Hi,
I am using tximport to combine the gene-level quantification and further normalize it using edgeR's TMM normalization. The code I used is from https://bioconductor.org/packages/devel/bioc/vignettes/tximport/inst/doc/tximport.html#edgeR
cts <- txi$counts
normMat <- txi$length
# Obtaining per-observation scaling factors for length, adjusted to avoid
# changing the magnitude of the counts.
normMat <- normMat/exp(rowMeans(log(normMat)))
normCts <- cts/normMat
# RSEM produce 0 effective length
# Computing effective library sizes from scaled counts, to account for
# composition biases between samples.
eff.lib <- calcNormFactors(normCts) * colSums(normCts)

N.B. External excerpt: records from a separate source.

PR #1533, opened 2020-02-13
Generalize 6502 processor spec file.

agatti:
I've checked a few 6502 datasheets from a few vendors and I wasn't able to find the zero page symbols defined in the processor spec supplied with Ghidra, so I removed those (while leaving the standard three vectors at the very top of the RAM area).  Also, `LOW_RAM` has been renamed to `ZERO_PAGE` which is the commonly known name for the $00-$FF memory range on 6502 processors.

### DIFF
--- a/Ghidra/Processors/6502/data/languages/6502.pspec
+++ b/Ghidra/Processors/6502/data/languages/6502.pspec
@@ -3,44 +3,14 @@
 <processor_spec>
   <programcounter register="PC"/>
   
-  <volatile outputop="write" inputop="read">
-    <range space="RAM" first="0x0" last="0x20"/>
-  </volatile>
-  
   <default_symbols>
-    <symbol name="PORTA" address="0"/>
-    <symbol name="PORTB" address="1"/>
-    <symbol name="PORTC" address="2"/>
-    <symbol name="PORTD" address="3"/>
-    <symbol name="DDRA" address="4"/>
-    <symbol name="DDRB" address="5"/>
-    <symbol name="DDRC" address="6"/>
-    <symbol name="DDRD" address="7"/>
-    <symbol name="SPCR" address="A"/>
-    <symbol name="SPSR" address="B"/>
-    <symbol name="SPDR" address="C"/>
-    <symbol name="BAUD" address="D"/>
-    <symbol name="SCCR1" address="E"/>
-    <symbol name="SCCR2" address="F"/>
-    <symbol name="SCSR" address="10"/>
-    <symbol name="SCDAT" address="11"/>
-    <symbol name="TCR" address="12"/>
-    <symbol name="TSR" address="13"/>
-    <symbol name="ICHR" address="14"/>
-    <symbol name="ICLR" address="15"/>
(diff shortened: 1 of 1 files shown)


Godzil:
I would not force a memory zone unless this is for a specific microcontroller version that have this memory embedded.

If I were to disassemble something for a 6502 computer, I would have the full memory region and not just one per page.

I think that by default the "zero page" memory area should not be created.
I don't know if label can be created without a memory area, it yes, we should keep the three vectors for sure.

agatti:
@Godzil I guess the way forward for this might be to add some extra code to the 6502 loader to let the user choose which register definitions to load (like IDA Pro does for 8051 and maybe other targets), fetching that from an external json/xml file.  Maybe it's something I can spend some time with, but I first need to clean the 65c02 stuff up and make a PR out of it.

philpem:
At least as far as 6502 systems are concerned, the things you can always rely on are that --
* There will almost always be some kind of zero page memory at 0x0000-0x00FF
* There will always be some stack memory at 0x0100-0x01FF
* The program code will be at the top of memory (if it's ROM)

So I don't see any reason why adding the memory zone is a bad idea. The most minimal reasonable 6502 system has 512 bytes of RAM located at address zero, and an arbitrary amount of ROM ending at FFFF.

At least to me, removing the huge list of registers (which seem like a mistake, they look like 8051 or 6805 register names) is an improvement. It reduces the amount of work needed to set up Ghidra for a new 6502-like target. When working on base 6502 hardware, it has to be done anyway.

Godzil:
It is a bad idea because when you try to replicate an existing hardware, it is really unlikely you have 256 bytes, then 256 bytes. As the 6502 is a CPU the memory map can be absolutely anything, think about the Atari 2600, it only have 128 byte of memory! and the way the memory is wired, both page 0 and page 1 are mirrored. 

Having a CPU (not a computer) template that force a memory map is generally a bad idea because the first thing you will do is to delete it so it is useless.

And yes you could not delete them, but when you will need to load a memory dump, this is not going to work easily.

If the CPU selected was the Rockwell R6511, it would make sense to have the 192 byte of embedded memory part of the default memory map as it come with the CPU.


(
Just for information, the 6511 is a weird one using a really uncommon package: QUID
https://www.cpu-world.com/CPUs/6500/Rockwell-R6511Q.html
image
)

agatti:
@Godzil then by the same reasoning the only items left should be the three vector at the top of the address space?  I mean, nothing says you can't just pull down line A8 and mirror the stack onto zero page after all.

Maybe leaving stack and zero page as they are wouldn't hurt in the vast majority of cases, besides the Atari VCS I cannot remember a platform or bit of hardware I've dealt with that had a 6502 on board and a smaller than usual zero page or stack...  If you have such a peculiar setup you can always rearrange things via customising the platform files, right?

emteere (approved):
Changes look good.  I'm not sure how the extra symbols were added to the processor specification.  1533 will be accepted vice #3434, as it makes all the changes to correct the 6502.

# Combining effective library sizes with the length factors, and calculating
# offsets for a log-link GLM.
normMat <- sweep(normMat, 2, eff.lib, "*")
normMat <- log(normMat)
# Creating a DGEList object for use in edgeR.
y <- DGEList(cts)
y <- scaleOffset(y, normMat)
y <- y[keep_rows, ]
cpms <- edgeR::cpm(y, offset = y$offset, log = FALSE)

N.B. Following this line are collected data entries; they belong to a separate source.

PR #2136, opened 2020-07-24
ELF NOBITS sections don't need bits

### LINKED ISSUE #2135: Improper check of ELF sections flagged SHT_NOBITS
When loading an ELF file, a check was added to ensure sections were not larger than the physical size of the file.  This is often a reasonable sanity check, however certain sections such as .bss are not backed by file contents at all.  For binaries with large static allocations, it is possible for the size of .bss to be larger than the file size.

**To Reproduce**
1. Create an ELF binary with a large static allocation from the following example code:
`char buf[1024*1024];  // Create a large buffer to make .bss large
int main(void){ return 0; }`
2. load the binary created into ghidra master
3. Note that when loading the binary the .bss section is ignored

**Expected behavior**
The binary is legitimate, a large empty .bss section should be included in the memory map.

**Environment:**
 - OS: Kali linux rolling release - July 20, 2020
 - Java Version: 11.0.7
 - Ghidra Version: 9.2_DEV commit ac0a4c92468d80040b2d07c97c4a1a0596bec32a
- OS and Java version are irrelevant for the error.

**Additional context**
The additional check that caused the error came in with commit 251e14562d
A patch that fixes this will be submitted after this bug is submitted

TheBitshifter:
Elf sections that are NOBITS aren't backed by data in the file,
consequently, we shouldn't check to see if the size of the section is
reasonable by comparing it against the file size

This fixes #2135

### DIFF
--- a/Ghidra/Features/Base/src/main/java/ghidra/app/util/opinion/ElfProgramBuilder.java
+++ b/Ghidra/Features/Base/src/main/java/ghidra/app/util/opinion/ElfProgramBuilder.java
@@ -2711,7 +2711,7 @@ class ElfProgramBuilder extends MemorySectionResolver implements ElfLoadHelper {
 					continue;
 				}
 				long size = elfSectionToLoad.getSize();
-				if (size <= 0 || size >= fileBytes.getSize()) {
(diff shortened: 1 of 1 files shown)


ghidra1:
While we do not need to check against file size we still need to ensure that a size > 0 has been specified.

TheBitshifter:
Fair point, updated the commit to check to ensure the section is always > 0 and less than file size if not NOBITS

Issue #2116, opened 2020-07-20
6809 Processor Specification incorrectly handles immediate operands


bclodfelter1024:
The pre-release 6309/6809 processor specification incorrectly processes immediate operands. The generated p-code loads the affected register with zero rather than the immediate value.

My knowledge of SLEIGH is very limited but I found by making the changes below, Load Immediate operands began to be processed by the de-compiler correctly:

Current Code:
OP1: "#"imm8    is op45=0; imm8
{
	export imm8;
}

Corrected Code:
OP1: "#"imm8    is op45=0; imm8
{
	local tmp:1 = imm8;
    export tmp;
}

Current Code:
OP2: "#"imm16    is (op47=8 | op47=0xC); imm16
{
	local imm16;
}

Corrected Code:
OP2: "#"imm16    is (op47=8 | op47=0xC); imm16
{
	local tmp:2 = imm16;
    export tmp;
}

mumbel:
i would agree this is an issue,   `export *[const]:1 imm8` and `export *[const]:2 imm16` may yield better results.

PR #2138, opened 2020-07-25
Attempt to track inconsistent export sizes

mumbel:
Constructors that export sized elements are inconsistent when also exporting unsized elements.  This is commonly happens when exporting tokens or variables created in actions (without first assigning to a sized local/sized const/etc...)

I haven't run this through all the current processors, but testing with 6809 (see #2116 for reference), which found another potential issue with the two `EA: addr",PCR"`

@caheckman  looks like you may be the most familiar with this file based on blame, any thoughts?


GhidorahRex:
I'm not a fan of using sentinel values in java. Even though tablesize should never be negative, a boolean that checks whether the tablesize was set would be better. I can't comment to the correctness of the fix however.

mumbel:
Yeah, that would be an improvement either way.   Thanks for taking a look @GhidorahRex .

jobermayr:
Partly included with commit 349b891

caheckman:
Addressed this issue in a slightly different way.

PR #2141, opened 2020-07-26
remove redundent \s

NogNoa:
the variable %INSTALL_DIR% is set with '\\' at the end. When appended by another \ it's in effect ends with \\\\ which make things not work.

### DIFF
--- a/Ghidra/RuntimeScripts/Windows/support/launch.bat
+++ b/Ghidra/RuntimeScripts/Windows/support/launch.bat
@@ -94,13 +94,13 @@ if not %ERRORLEVEL% == 0 (
 
 :: Get the JDK that will be used to launch Ghidra
 set JAVA_HOME=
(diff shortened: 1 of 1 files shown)


NogNoa:
the variable is set with '\\' at the end. adding another \ so it end with \\\\ make things not work.

NogNoa:
Error message is "LaunchSupport expected 2 to 4 arguments but got 1"

ryanmkurtz:
When I remove the backslashes, I get the `LaunchSupport expected 2 to 4 arguments but got 1` error.  That's why I put them in there a long time ago, despite not quite understanding why that fixed the problem.  So, I don't understand a couple things:

1. Why the backslash has the opposite effect for me compared to you.
2. What the backslash is really accomplishing under-the-hood.

What version of Windows are you running?  Any Windows language packs installed?
Are you launching Ghidra from a standard command prompt, or some other way?

ryanmkurtz:
I am going to go ahead and close this PR because I believe this change will break the launcher script for most Windows users.  Feel free to reach back out for more collaboration if you have more information on the environment and error that this attempted to address.

PR #2156, opened 2020-08-01
Added getDataTypeManager to GhidraScript

astrelsky:
I wasn't sure if it would be more appropriate to add this to GhidraScript or FlatProgramAPI.

### DIFF
--- a/Ghidra/Features/Base/src/main/java/ghidra/app/script/GhidraScript.java
+++ b/Ghidra/Features/Base/src/main/java/ghidra/app/script/GhidraScript.java
@@ -59,6 +59,7 @@ import ghidra.program.database.ProgramDB;
 import ghidra.program.flatapi.FlatProgramAPI;
 import ghidra.program.model.address.Address;
 import ghidra.program.model.address.AddressSetView;
+import ghidra.program.model.data.DataTypeManager;
 import ghidra.program.model.lang.*;
 import ghidra.program.model.listing.*;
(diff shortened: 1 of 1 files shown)


BlackMagicCoding:
Hey,
just had a little peek at this by pure chance.

From what I have seen the only change here is making the method
`public DataTypeManager getDataTypeManager(String name)`
directly available in the GhidraScript class.
So far I have seen that this only would avoid a method hop, since you can already call this from a GhidraScript (should even have been available back then when this PR was raised):
`DataTypeManager dtm = getCurrentProgram().getDataTypeManager();`

Maybe the author or someone with more knowledge about the entire codebase can tune in, but I think this is probably obsolete.

Best regards,
BMC

astrelsky:
> Hey,
> just had a little peek at this by pure chance.
> 
> From what I have seen the only change here is making the method
> `public DataTypeManager getDataTypeManager(String name)`
> directly available in the GhidraScript class.
> So far I have seen that this only would avoid a method hop, since you can already call this from a GhidraScript (should even have been available back then when this PR was raised):
> `DataTypeManager dtm = getCurrentProgram().getDataTypeManager();`
> 
> Maybe the author or someone with more knowledge about the entire codebase can tune in, but I think this is probably obsolete.
> 
> Best regards,
> BMC

That would only get the data type manager for the current program and not any open data type manager.

astrelsky:
@dev747368 not sure if this is still needed or if the functionality exists now.

PR #2157, opened 2020-08-02
Prevent silent AddressOutOfBoundsException in MipsAddressAnalyzer

astrelsky:
I was encountering an issue where I was not seeing many dual instruction references and traced it back to this. When the AddressOutOfBoundsException occurs the analysis would immediately stop when instead it should just continue on since it isn't a reference.


emteere:
Will be in 9.2

PR #2167, opened 2020-08-03
Allow white-spaces in GHIDRA_PATH for createPdbXmlFiles.bat

andv2:
Fix to be able to run the PDB to XML conversion script when GHIDRA is installed in C:\Program Files\Ghidra

The problem was that "for /f" (used to create an absolute path with the %%~f syntax) without the "delims=" options truncates the path at the first white-space.


ghidra1:
Merged with additional changes for 9.2.3

mumbel:
@ghidra1   semi-off topic, but was 9.2.2 supposed to be added to ghidra-sre.org or is that still in processing?

ghidra1:
I thought it would have by now.  I will look into it.

PR #2169, opened 2020-08-03
Removed usage of TaskMonitorAdapter.DUMMY_MONITOR

astrelsky:
Here is another absurd pull request.

This will be a draft until I can get it fully loaded in an ide to confirm I haven't missed anything.


dragonmacher:
So this is an item that we intentionally did not do.   Years ago we deprecated this class in favor of `TaskMonitor.DUMMY`.  We decided then that changing all of the uses would create too much noise.  We figured it would make more sense to fix them as we would edit a containing file.

PR #2211, opened 2020-08-17
Quote solution name when building PDB natives

garyttierney:
Fixes builds when the Ghidra tree is checked out under a path name that contains spaces by quoting the argument. Previously MSBuild would emit an error because it thinks multiple solutions are being passed in.


ryanmkurtz:
This ended up being fixed in e3b8f6469097a73077670a5037584a1520ed5647.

However, as RSEM output zero effective gene length if it < 1 and result in error of calcNormFactors, shall I re-set those values to 1 in the gene length matrix before calcNormFactors
?
cts <- txi$counts
normMat <- txi$length
normMat[normMat==0] <- 1
Thanks a lot for your reply. Could you explain more for removing those genes at the beginning? My understanding is that those genes are shorter than fragments and thereby only 1 possible sequencing starting point. So, I reset the effective length to 1 to estimate library size. I will then remove those genes in downstream analysis.
Are you sure that those genes with size < 1 have non-zero counts?